Masks being produced in Taiwan

==== China ====
As of 2019, mainland China manufactured half the world's output of masks.
As COVID-19 spread, enterprises in several countries quickly started or increased the production of face masks.
Cottage industries and volunteer groups also emerged, manufacturing cloth masks for localized use. They used various patterns, including some with a bend-to-fit nosepiece insert. Individual hospitals developed and requested a library of specific patterns.

In the first five months of 2020, 70,802 new companies registered in China to make or trade face masks, a 1,256% increase compared to 2019, and 7,296 new companies registered to make or trade melt blown fabrics, a key component of face masks, a 2,277% rise from 2019.

In April, however, the Chinese government stepped in with tighter regulations. 867 producers of the melt-blown fabric were shut down in Yangzhong city alone. Many speculative manufacturers were forced to quit due to changing export rules and tighter licensing requirements in China and weaker demand for lower quality products globally.

==== Open-Source and Do-It-Yourself Masks ====
Open Source Medical Supplies coordinated and shared open-source mask designs.

===Distribution===

Some clinical stockpiles have proved inadequate in scale, and the non-medical market demand expanded dramatically as the general public determined that masks were essential, or they began obeying public health mandates, or both.

Between April and June 2020, sellers on Etsy sold 29 million cloth face masks worth an estimated $364 million. Approximately four million people (about seven percent of buyers) visited the website just to buy masks.

==Society and culture==

===Attitudes===
In mid-2020 as the pandemic grew, the public interest in face masks as a means of protection was greatly increased, often even before governments implemented mandatory mask-wearing.

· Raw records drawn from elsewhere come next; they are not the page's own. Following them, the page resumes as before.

PR #803, opened 2021-02-25
fix(node): PackageJson updater sets this.contents

joeldodge79:
The node releaser passes contents it retrieves ahead of time for
"package.json" into the PackageJson update to avoid an exra call. This
was not being persisted.

Switched node releaser test to use a mock so we have stricter checks on
how GitHub is being called.

### DIFF
--- a/src/github.ts
+++ b/src/github.ts
@@ -1191,10 +1191,10 @@ export class GitHub {
    * @returns {string}
    */
   async getDefaultBranch(): Promise<string> {
-    if (this.defaultBranch) {
-      return this.defaultBranch;
+    if (!this.defaultBranch) {
+      this.defaultBranch = await this.getRepositoryDefaultBranch();
     }
-    return this.getRepositoryDefaultBranch();
+    return this.defaultBranch;
   }
 
   /**
--- a/src/updaters/package-json.ts
+++ b/src/updaters/package-json.ts
@@ -31,6 +31,7 @@ export class PackageJson implements Update {
     this.changelogEntry = options.changelogEntry;
     this.version = options.version;
     this.packageName = options.packageName;
+    this.contents = options.contents;
   }
 
   updateContent(content: string): string {
--- a/test/releasers/node.ts
+++ b/test/releasers/node.ts
@@ -19,26 +19,19 @@ import {GitHub} from '../../src/github';
 import {Node} from '../../src/releasers/node';
 import * as snapshot from 'snap-shot-it';
 import * as sinon from 'sinon';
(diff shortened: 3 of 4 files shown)


src/github.ts
```diff
@@ -1191,10 +1191,10 @@ export class GitHub {
    * @returns {string}
    */
   async getDefaultBranch(): Promise<string> {
-    if (this.defaultBranch) {
-      return this.defaultBranch;
+    if (!this.defaultBranch) {
+      this.defaultBranch = await this.getRepositoryDefaultBranch();
     }
-    return this.getRepositoryDefaultBranch();
+    return this.defaultBranch;
```
joeldodge79, line 1197: snuck this optimization in

src/updaters/package-json.ts
```diff
@@ -31,6 +31,7 @@ export class PackageJson implements Update {
     this.changelogEntry = options.changelogEntry;
     this.version = options.version;
     this.packageName = options.packageName;
+    this.contents = options.contents;
```
joeldodge79, line 34: this is the bugfix

test/releasers/node.ts
```diff
@@ -85,18 +146,25 @@ describe('Node', () => {
...
           });
-          mockRequest(releasePR);
-          // for Node.getPackageName
-          stubFilesToUpdate(releasePR.gh, ['package.json']);
 
           // no latestTag to pass to getOpenPROptions (never found a release)
           // releaser should set defaultInitialVersion
           const openPROptions = await releasePR.getOpenPROptions(COMMITS);
 
+          mock.verify();
```
joeldodge79, line 167: the important thing to check in this test file is that
1/ no assertions changed (other than adding in the `mock.verify()` calls
2/ no changes in __snapshots__/node.js

test/releasers/node.ts
```diff
@@ -52,21 +45,89 @@ const COMMITS = [
...
+    .atMost(2)
+    .resolves([]);
+  mock.expects('findMergedReleasePR').atMost(1).resolves(undefined);
+  let headRefName = 'release-';
+  if (branchComponent) {
+    headRefName += branchComponent;
+  }
+  headRefName += '-v0.123.4';
+  mock
+    .expects('mergeCommitIterator')
```
bcoe, line 71: I appreciate that we're getting better at asserting against inputs 👍

test/releasers/node.ts
bcoe: so this serves the same purpose as `.done()` when using nock 👍 

thanks for these test improvements.

bcoe (approved):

In East Asian societies, a primary reason for mask-wearing is to protect others from oneself. The broad assumption behind the act is that anyone, including seemingly healthy people, can be a carrier of the coronavirus. The usage of masks is seen as a collective responsibility to reduce the transmission of the virus. A face mask is thus seen as a symbol of solidarity in Eastern countries. Elsewhere, the need for mask-wearing is still often seen from an individual perspective where masks only serve to protect oneself. In April 2020, a study comparing masking-related perceptions between China and three German speaking countries (Austria, Germany, and Switzerland) also showed that Chinese had stronger pro-masking perceptions than the European participants. However, in 2020, people began promoting a new meaning of masking as an act of solidarity to each other.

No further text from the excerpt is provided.